PR #48, opened 2026-06-21
[codex] mt76: set MT7927 monitor sniffer band

Ashcal9669:
Teach the MT7925 monitor path to select the MT7927 sniffer band from the active channel context so real monitor mode uses the right band index during capture and injection.

This stays aligned with the existing mt7925 direction and the real-monitor-interface approach discussed in review.

Validation:
  - make -j4

### DIFF
--- a/mt7925/main.c
+++ b/mt7925/main.c
@@ -771,12 +771,36 @@ mt7925_pm_interface_iter(void *priv, u8 *mac, struct ieee80211_vif *vif)
 }
 
 static void
+mt7925_monitor_update_chan(struct mt792x_vif *mvif,
+			   struct ieee80211_chanctx_conf *ctx)
+{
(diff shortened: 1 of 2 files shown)


Lucid-Duck:
Tested this on a real MT7927 (Filogic 380) today, and it works.

Without the patch, monitor mode only hears the band the radio started on, and 2.4 GHz captures nothing. With it, the sniffer follows the channel you set, 2.4 GHz starts working, and switching back and forth is clean. It's all behind the is_mt7927 check, so 7921 and 7925 aren't touched. I'd take it.

One thing I noticed that's separate from this patch: 5 and 6 GHz share the same band index, and in monitor mode the radio won't move between them unless you re-associate on the one you want (same both directions). The band index is already right, so it isn't this patch, but it's worth a look later if you want monitor to hop freely across all the bands.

**Aim of the task**. Locate the lines above that contain "right" and copy them.

**Output for this task**.
Teach the MT7925 monitor path to select the MT7927 sniffer band from the active channel context so real monitor mode uses the right band index during capture and injection.
One thing I noticed that's separate from this patch: 5 and 6 GHz share the same band index, and in monitor mode the radio won't move between them unless you re-associate on the one you want (same both directions). The band index is already right, so it isn't this patch, but it's worth a look later if you want monitor to hop freely across all the bands.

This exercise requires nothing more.